本文介绍了tensorflow的一些基本知识，并以tensorflow官方提供的demo为例，讲解tensorflow_v2.6搭建模型，并训练模型的大致过程。 同时对其中涉及到tensorflow api和其他知识点进行了详细解读。

1. Tensorflow 基本细节

tensorflow Tensor 的通道排序：[batch, height, width, channel]
tf.keras模块：2.0版本之后，官方主推使用keras模块搭建网络
- 可选使用Keras Functional API(tf1中搭建模型的风格)和Model Subclassing API(类似pytorch中搭建模型的风格)两种方法搭建模型。

使用Model Subclassing API构建模型demo

from tensorflow.keras.layers import Dense, Flatten, Conv2D
from tensorflow.keras import Model


class MyModel(Model):
    def __init__(self):
        super(MyModel, self).__init__()
        self.conv1 = Conv2D(32, 3, activation='relu')
        self.flatten = Flatten()
        self.d1 = Dense(128, activation='relu')
        self.d2 = Dense(10, activation='softmax')

    def call(self, x, **kwargs):
        x = self.conv1(x)      # input[batch, 28, 28, 1] output[batch, 26, 26, 32]
        x = self.flatten(x)    # output [batch, 21632]
        x = self.d1(x)         # output [batch, 128]
        return self.d2(x)      # output [batch, 10]

说明：

a. __init__(self)中定义构建模型中所需要的模块。call()中定义网络正向传播的过程。

b. super(MyModel, self).__init__(): 解决在多继承过程中可能出现的一系列问题。

经卷积后的矩阵尺寸大小计算公式为： $N = (W - F + 2 P) / s （下取整变小） + 1$

a. 输入图片长/宽尺寸 $W$ 。

b.
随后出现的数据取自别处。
PR #461, opened 2021-09-14
c2c-gateway: update required scopes in API

### LINKED ISSUE #406: [cloud2cloud-gateway] Events APIs for registering subscriptions asks the client to have "w:subscriptions:* which is not matched with the spec and CTT requirement.
@ondrejtomcik @jkralik 

In the mail thread with OCF staff about "Why are CT5.3.1~CT5.3.3 test cases using only Retrieval Scope for Account Linking to get an access token ?", I have a lot of discussion about this. Finally the reason why I didn't know  the scope for subscription was changed to only retrieval scope and the implementation of plgd was not updated to the final spec.     

### Description
[cloud2cloud-gateway] Events APIs for registering subscriptions asks the client to have "w:subscriptions:* which is not matched with the final spec and CTT requirement. So I think it need to be fixed as soon as possible.

Danielius1922:
Update scopes to match specification.

### DIFF
--- a/cloud2cloud-gateway/service/service.go
+++ b/cloud2cloud-gateway/service/service.go
@@ -38,45 +38,43 @@ var authRules = map[string][]kitNetHttp.AuthArgs{
 		{
 			URI: regexp.MustCompile(`[\/]+api[\/]+v1[\/]+devices[\/]*$`),
 			Scopes: []*regexp.Regexp{
-				regexp.MustCompile(`r:deviceinformation:.*`),
+				regexp.MustCompile(`r:.*`),
 			},
 		},
 		{
 			URI: regexp.MustCompile(`[\/]+api[\/]+v1[\/]+devices[\/]*\?` + ContentQuery + `=` + ContentQueryBaseValue + `$`),
 			Scopes: []*regexp.Regexp{
-				regexp.MustCompile(`r:deviceinformation:.*`),
+				regexp.MustCompile(`r:.*`),
 			},
 		},
 		{
 			URI: regexp.MustCompile(`[\/]+api[\/]+v1[\/]+devices[\/]*\?` + ContentQuery + `=` + ContentQueryAllValue + `$`),
 			Scopes: []*regexp.Regexp{
-				regexp.MustCompile(`r:deviceinformation:.*`),
-				regexp.MustCompile(`r:resources:.*`),
+				regexp.MustCompile(`r:.*`),
 			},
 		},
 		{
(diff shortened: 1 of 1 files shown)


cloud2cloud-gateway/service/service.go
```diff
@@ -38,97 +38,89 @@ var authRules = map[string][]kitNetHttp.AuthArgs{
...
 			},
 		},
 	},
 	http.MethodDelete: {
 		{
 			URI: regexp.MustCompile(`[\/]+api[\/]+v1[\/]+devices[\/]+subscriptions[\/]+[0-9a-fA-F]{8}\-[0-9a-fA-F]{4}\-[0-9a-fA-F]{4}\-[0-9a-fA-F]{4}\-[0-9a-fA-F]{12}[\/]*$`),
 			Scopes: []*regexp.Regexp{
-				regexp.MustCompile(`r:deviceinformation:.*`),
-				regexp.MustCompile(`w:subscriptions:.*`),
+				regexp.MustCompile(`r:.*`),
```
Danielius1922, line 111: I'm not yet aware of what do these scopes mean, but the fact that `Delete` doesn't require `write` seems weird to me. Is it that OK?

jkralik: By spec https://openconnectivity.org/specs/OCF_Cloud_API_For_Cloud_Services_Specification_v2.2.4.pdf it is OK.

jkralik (approved):

cloud2cloud-gateway/service/service.go
Trishia: @Danielius1922 

See below answer of Mart Trayer about read scope of subscription POST/DELETE APIs from email thread discussion: 
> Greetings,
>
>You’re conflating the HTTP method used with what actually happens to the underlying data.
>
>A subscription for events is akin to an observe in CoAP (and other protocols), it doesn’t change any underlying data, it simply reports on changes triggered by others.  You don’t need to have update privileges (or scope) in order to be able to retrieve information/data.  The POST/DELETE is creating/removing the subscription, it is not changing the data that is being notified, hence “r:*” is perfectly acceptable and reasonable. 
>
>Best,
>mark.

Trishia (approved):

ondrejtomcik (approved):

cloud2cloud-gateway/service/service.go
Danielius1922: @Trishia, I see, thanks for the explanation.

PR #472, opened 2021-09-26
make scope cfg value optional in http gw

ondrejtomcik:


http-gateway/service/config.go
```diff
@@ -130,9 +130,6 @@ func (c *OAuthClientConfig) Validate() error {
 	if c.ClientID == "" {
 		return fmt.Errorf("clientID('%v')", c.ClientID)
 	}
-	if c.Audience == "" {
```
Danielius1922, line 133: Didn't you want to remove the scope verification?

jkralik, line 133: Commit message says about optional scopes but you remove audience. Is it correct?

jkralik (approved):

Danielius1922 (approved):

PR #1095, opened 2024-06-13
Add mapping for indexing Patient and Person entities

rahul6603:

### Summary

- We will use `@Indexed` and `@*Field` (such as `@KeywordField`) annotations to map _Patient_ and _Person_ entities and their fields to Lucene indexes.
- We will create a custom _normalizer_ that includes _lowercase_ and _ascii-folding_ filters for the _Keyword_ fields. These filters will convert every character to lowercase and replace characters with diacritics ("é", "à", …​) with their ASCII equivalent ("e", "a", …​).

### DIFF
--- a/src/main/java/org/openelisglobal/person/valueholder/Person.java
+++ b/src/main/java/org/openelisglobal/person/valueholder/Person.java
@@ -17,6 +17,11 @@ import java.util.HashSet;
 import java.util.Set;
 import javax.validation.constraints.Email;
 import javax.validation.constraints.Pattern;
+
+import org.hibernate.search.mapper.pojo.mapping.definition.annotation.AssociationInverseSide;
+import org.hibernate.search.mapper.pojo.mapping.definition.annotation.KeywordField;
+import org.hibernate.search.mapper.pojo.mapping.definition.annotation.ObjectPath;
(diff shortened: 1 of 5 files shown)


rahul6603:
Hi @mozzy11 , could you please review this PR?
Thank you.

src/main/java/org/openelisglobal/person/valueholder/Person.java
```diff
@@ -62,7 +69,8 @@ public class Person extends BaseObject<String> {
   private String fax;
   @Email private String email;
 
-  private Set patients = new HashSet(0);
+  @AssociationInverseSide(inversePath = @ObjectPath(@PropertyValue(propertyName = "person")))
+  private Set<Patient> patients = new HashSet<>(0);
```
mozzy11, line 73: Can you move this change ie `Set<Patient> patients  `  to this [PR ](https://github.com/I-TECH-UW/OpenELIS-Global-2/pull/1083)  so that you can add some few Tests on `person.getPatients() `

mozzy11 (changes requested):
move the field modification change to its corresponding [PR](https://github.com/I-TECH-UW/OpenELIS-Global-2/pull/1083) and only leave changes realted to search engine

PR #1180, opened 2024-07-14
Implement Lucene queries in getSearchResults and getSearchResultsExact methods of LuceneSearchResultsDAOImpl

rahul6603:

### Summary

- We will implement Lucene queries in `getSearchResults` and `getSearchResultsExact` methods of `LuceneSearchResultsDAOImpl` class.
- This change will also include tests for the `LuceneSearchResultsServiceImpl` which will replace the existing placeholder tests in `SearchResultsServiceTest`.


src/main/java/org/openelisglobal/sample/daoimpl/DBSearchResultsDAOImpl.java
```diff
@@ -321,57 +321,29 @@ private String buildQueryString(boolean lastName, boolean firstName, boolean STN
         queryBuilder.append(ID_TYPE_FOR_GUID);
         queryBuilder.append(" where ");
 
-        if (anyID) {
```
mozzy11, line 324: @rahul6603  where these changes necesarry ??

rahul6603: I have removed this _if-else_ check because the logic in both the _if_ and _else_ blocks is same. It is not related to the main changes in the PR but I  included it because I want the `buildQueryString` methods in `LuceneSearchResultsDAOImpl` and `DBSearchResultsDAOImpl` to have the same logic.
Let me know if this change needs to be reverted or to be put in a separate PR.

mozzy11: @rahul6603 , yeah , Thanks for catching That

PR #1201, opened 2024-07-23
Minor Fix 

manishjha-04:
> Removed Unnecessary links from readme


mozzy11:
Thanks @manishjha-04 for the catch

PR #1323, opened 2024-11-21
Creating the Patient view React ui

Isabirye1515:
Screenshot from 2024-11-21 06-51-53


Isabirye1515:
@mozzy11 , its alot in your hands as per now but some thing is not coming with the selections for hiv status and like , if you will get some time and i get some advice on that

PR #1345, opened 2024-12-10
1339: Save Button Disabled During API Call, Disllowing Multiple Requests

aayush6194:
# Pull Requests Requirements

      Issue number if applicable.
- [ ] The changes confirm to the OpenElis Global x3 Styleguide and design
      documentation.
- [X] I have read and agree to the Contributing Guidelines of this project.

## Summary
- Added `isSubmitting`  to track the state of the API call.
- The Save Button disabled while `isSubmitting` is true.
- `postToOpenElisServer()` return a Promise, allowing to chain additional .then() handler


mozzy11:
Thanks @aayush6194

mozzy11 (dismissed):

frontend/src/components/utils/Utils.js
```diff
@@ -35,7 +35,7 @@ export const postToOpenElisServer = (
   callback,
   extraParams,
 ) => {
-  fetch(
+  return fetch(
```
mozzy11: @aayush6194 , we already pass a [call back](https://github.com/I-TECH-UW/OpenELIS-Global-2/blob/develop/frontend/src/components/utils/Utils.js#L54) to the fetch function when it returns the Response.

you can revert this change here so that we are consistent across the API call utilities

frontend/src/components/patient/CreatePatientForm.js
```diff
@@ -330,7 +336,9 @@ function CreatePatientForm(props) {
           days: "",
         });
       },
-    );
+    ).then(() => {
+      setIsSubmitting(false);
```
mozzy11: you can instead set this directly in the call back [here](https://github.com/I-TECH-UW/OpenELIS-Global-2/blob/develop/frontend/src/components/patient/CreatePatientForm.js#L325) ,when the call returns the Response , like we do for the other post-Submit  actions

mozzy11:
Thanks @aayush6194 , just added a few minor comments , just make sure we have consistence across all the API call utilities

mozzy11 (dismissed):

PR #1404, opened 2025-01-14
Added comprehensive tests for AddressPartService

Lemeri123:
Added tests for handling Null Data, Empty Part Name, Duplicate Address Part, Invalid Display Order,


Lemeri123:
Please check this @rahul6603

src/main/java/org/openelisglobal/address/service/AddressPartService.java
```diff
@@ -8,4 +8,5 @@ public interface AddressPartService extends BaseObjectService<AddressPart, Strin
     List<AddressPart> getAll();
 
     AddressPart getAddresPartByName(String name);
+    AddressPart getAddresPartById(String id);
```
mozzy11, line 11: did you add this new method for the sake of tests ??

Lemeri123: Yes.  I was getting an error retrieving an AddressPart object by its id. Should I remove it??

PR #1415, opened 2025-01-19
Fix DatePickerInput to Validate Numeric and Slash Characters Only

### LINKED ISSUE #1413: Validate DatePickerInput to Allow Partial Input with Numbers and Slashes While Typing
# How to Reproduce this issue
1. login
2. navigate to results --> Results --> By Patient
3. Try inputting alphabets in the date picker input field

# Current behaviour
Users are allowed to input alphabets even though they shouldn't be

# Expected behaviour 
User should only be allowed to input numbers and slashes (/) in the correct format

# Screen Recording
https://github.com/user-attachments/assets/46488d86-eb67-4b2d-8561-baa5e3e97612

harshitg927:
Fixes: [issue#1413](https://github.com/I-TECH-UW/OpenELIS-Global-2/issues/1413)

## Summary

This PR implements input validation for the DatePickerInput component in the Results/By Patient view. The changes enforce that users can only enter numbers and forward slashes while typing, preventing alphabetic and special character input. This improvement ensures proper date format entry and enhances form validation.

The User will no longer be allowed to input characters like (abc) etc. Instead when the user types a character that is not allowed, the input field will default to an empty string.

## Screen Recording

[Screencast from 20-01-25 00:51:56.webm](https://github.com/user-attachments/assets/c7bd703e-e236-4d86-a62f-e26e3abb0838)

## Related Issue

https://github.com/I-TECH-UW/OpenELIS-Global-2/issues/1413

### DIFF
--- a/frontend/src/components/common/CustomDatePicker.js
+++ b/frontend/src/components/common/CustomDatePicker.js
@@ -20,6 +20,25 @@ const CustomDatePicker = (props) => {
     props.onChange(currentDate);
   }
 
+  function handleInputChange(e) {
+    const inputValue = event.target.value;
+
+  const isFrenchLocale = configurationProperties.DEFAULT_DATE_LOCALE === "fr-FR";
+  const partialDateRegex = isFrenchLocale
+    ? /^(\d{0,2})(\/(\d{0,2})(\/(\d{0,4})?)?)?$/ 
+    : /^(\d{0,2})(\/(\d{0,2})(\/(\d{0,4})?)?)?$/;
+
+  const fullDateRegex = isFrenchLocale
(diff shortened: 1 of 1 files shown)


harshitg927:
@mozzy11 Can you please review this pull request, Thank You.

vsvishalsharma:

Filter大小为 $F\times F$ .

c.步长 $S$

d.padding的像素数 $P$ .

注：在tensorflow中，不需要用户自定义padding，而是给了两个参数VALID， SAME. 二者参数的输出feature_map大小如下：

在这里插入图片描述

2. demo

from __future__ import absolute_import, division, print_function, unicode_literals

import tensorflow as tf
from model import MyModel


def main():
    mnist = tf.keras.datasets.mnist

    # download and load data
    (x_train, y_train), (x_test, y_test) = mnist.load_data()
    x_train, x_test = x_train / 255.0, x_test / 255.0

    # Add a channels dimension
    # 增加一个深度信息
    x_train = x_train[..., tf.newaxis]
    x_test = x_test[..., tf.newaxis]

    # create data generator
    train_ds = tf.data.Dataset.from_tensor_slices(
        (x_train, y_train)).shuffle(10000).batch(32)
    test_ds = tf.data.Dataset.from_tensor_slices((x_test, y_test)).batch(32)

    # create model
    model = MyModel()

    # define loss
    loss_object = tf.keras.losses.SparseCategoricalCrossentropy()
    # define optimizer
    optimizer = tf.keras.optimizers.Adam()

    # define train_loss and train_accuracy
    train_loss = tf.keras.metrics.Mean(name='train_loss')
    train_accuracy = 					     tf.keras.metrics.SparseCategoricalAccuracy(name='train_accuracy')

    # define train_loss and train_accuracy
    test_loss = tf.keras.metrics.Mean(name='test_loss')
    test_accuracy = tf.keras.metrics.SparseCategoricalAccuracy(name='test_accuracy')

    # define train function including calculating loss, applying gradient and calculating accuracy
    @tf.function
    def train_step(images, labels):
        with tf.GradientTape() as tape:
            predictions = model(images)
            loss = loss_object(labels, predictions)
        gradients = tape.gradient(loss, model.trainable_variables)
        optimizer.apply_gradients(zip(gradients, model.trainable_variables))

        train_loss(loss)
        train_accuracy(labels, predictions)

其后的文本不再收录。